Un plaisir que de suivre le mano a mano que se livrent, sur près de 600 pages, ces deux cérébraux que sont Nietzsche et le docteur Joseph Breuer. Tous deux ont vécu à la même période et ont côtoyé les mêmes relations de la Vienne de la fin du 19ème. Le premier est universellement connu pour son œuvre philosophique et le second pour avoir posé avec Freud les bases de la psychanalyse.
Dans la réalité, ni l'un ni l'autre ne se sont fréquentés directement mais cela n'a aucunement empêché ce malin d'Irvin Yalom d'imaginer ce qu'aurait pu être leur rencontre.
Pour ce faire, il convoque une autre figure emblématique de cette période, l'écrivaine Lou Andreas Salomé, ici transformée en entremetteuse de charme entre les deux hommes lorsqu'elle convainc Breuer de soigner Nietzsche à l'insu de son mauvais gré. Pari relevé !

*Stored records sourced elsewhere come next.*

PR #537, opened 2020-06-30
Upgraded dependencies before the 0.9 release

Razican:
This is just a minor dependency upgrade for the upcoming 0.9 release.

### DIFF
--- a/Cargo.lock
+++ b/Cargo.lock
@@ -150,9 +150,9 @@ dependencies = [
 
 [[package]]
 name = "criterion"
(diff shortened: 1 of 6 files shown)


jasonwilliams:
Looks like it broke the benchmarks, what changed in Criterion?

Razican:
> Looks like it broke the benchmarks, what changed in Criterion?

Not sure, but it seems that it broke critcmp, so I'm reverting that upgrade. We can deal with it in 0.10.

Commence alors une véritable partie de cache-cache entre les deux hommes ou plutôt une partie d"échecs (jeu très présent dans le roman) voire une partie de poker menteur, Breuer, faisant croire à Nietzsche pour mieux l'avoir sous son contrôle qu'il a besoin de ses lumières philosophiques. Et Nietzsche de camper un misanthrope hypocondriaque tout en méfiance plus vrai que nature !
Autre belle idée, une poignée de lettres, dont certaines authentiques, permettent à Irvin Yalom de changer de focale en nous conduisant ici ou là, au plus près de leur l'intimité.
Loin d'être plombant comme on pourrait le craindre, cette promenade littéraire sur le terrain de la psychanalyse s'avère passionnante et même par certains moments véritablement amusante.
Après le très bon Problème Spinoza, Irvin Yalom confirme avec ce Et Nietzsche a pleuré tout le bien que je pense de ce romancier.